Além disso, a frase “Ordem e Progresso” remete à ideologia positivista do filósofo

francês Auguste Compte.

No século XX, a presença da cultura francesa era ainda muito forte no Brasil, a saber: a Semana de Arte Moderna, um movimento de renovação da arte brasileira, inspirou-se nas ideias de artistas franceses. Posteriormente, a fundação da Universidade de São Paulo (USP) teve como principais colaboradores os intelectuais Claude Lévi- Strauss, Roger Bastide e Pierre Monbeig.

No mundo, a cultura e a língua francesas começaram a perder prestígio para o inglês após a Segunda Guerra Mundial. No Brasil, acentuaram-se, entretanto, as ações francesas para preservar a imagem da França. O artigo “Intelectuais e artistas nas estratégias francesas de ‘propaganda cultural’ no Brasil”, publicado na Revista de História número 133, de 1995, expõe que eventos culturais franceses foram acordados entre o governo brasileiro e o francês. Além dessa ação, nos anos 1930 professores franceses foram enviados ao Brasil para a organização de programas culturais.

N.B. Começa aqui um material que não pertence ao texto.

Issue #2147, opened 2016-09-06
Make ReadPosRankSumTest.isUsableRead() account for deletions


ronlevine:
Port https://github.com/broadinstitute/gsa-unstable/pull/1467

ronlevine:
Closing via #2318.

O Comitê Francês de Liberação Nacional (CFLN), após três anos de relação com o Brasil, fez, em 1943, esta declaração:

[…] as elites sul-americanas, tão ligadas tradicionalmente à nossa cultura, têm continuado a procurar nossos educadores, nossos professores, nossos artistas e a esperar as diretrizes do pensamento francês. Na maioria desses países, o domínio norte-americano aumentou, nos aspectos militar, comercial, financeiro, industrial e, em certos casos, cultural. Procurando limitar a extensão desta ação que, em muitos casos, lhes é vantajosa ou mesmo indispensável, muitos dentre eles desejam, contudo, reservar à ação desinteressada da França o domínio do espírito. Nós temos podido promover, graças às subvenções de Londres ou de Vichy, a maioria de nossas obras e de nossos educadores. Nossas posições são ainda bem sólidas e podem servir de ponto de partida a novas influências.

Ainda no século XX, é relevante explanar que as manifestações estudantis e operárias de 1968 em Paris influenciaram as organizações de esquerda no Brasil contra a ditadura militar. Todavia, na década de 1970, a derrota dos movimentos de resistência ao governo militar e o contexto econômico-social fizeram surgir uma geração que passou a adotar como referência a cultura americana.

Embora as relações franco-brasileiras não sejam as mesmas do passado, é importante salientar que a França e o Brasil ainda mantêm seus laços. Em 1998, o Brasil foi homenageado no Salão do Livro de Paris e, em 2005, aconteceu o Ano do Brasil na França, apresentando uma extensa programação cultural. Como retribuição, em 2009, o Brasil fez uma homenagem à França, com o evento intitulado Ano da França no Brasil.

Não podemos deixar de dizer que a presença das Alianças Francesas no Brasil se torna cada vez mais forte. Como foi mencionado em minha pesquisa de mestrado (AZEVEDO, 2010), somente no município do Rio de Janeiro existem oito filiais, sediadas nos bairros de Copacabana, Ipanema, Méier, Barra, Recreio, Centro, Botafogo e Tijuca, além de cursos ministrados em empresas.

No que tange ao espaço do ensino-aprendizado da língua francesa, esta pesquisa versará, em particular na próxima seção, sobre as ações educativas referentes às línguas estrangeiras. O objetivo será demonstrar sobretudo a presença e o papel da língua francesa no contexto escolar e social brasileiro, visando a depreender as imagens desse

idioma no atual contexto, tendo em vista que os vestígios da memória histórica construídos no meio social (ORLANDI, 2003) têm papel relevante no momento do processo de ensino-aprendizado, de mediação de conhecimentos, de interação aluno- professor.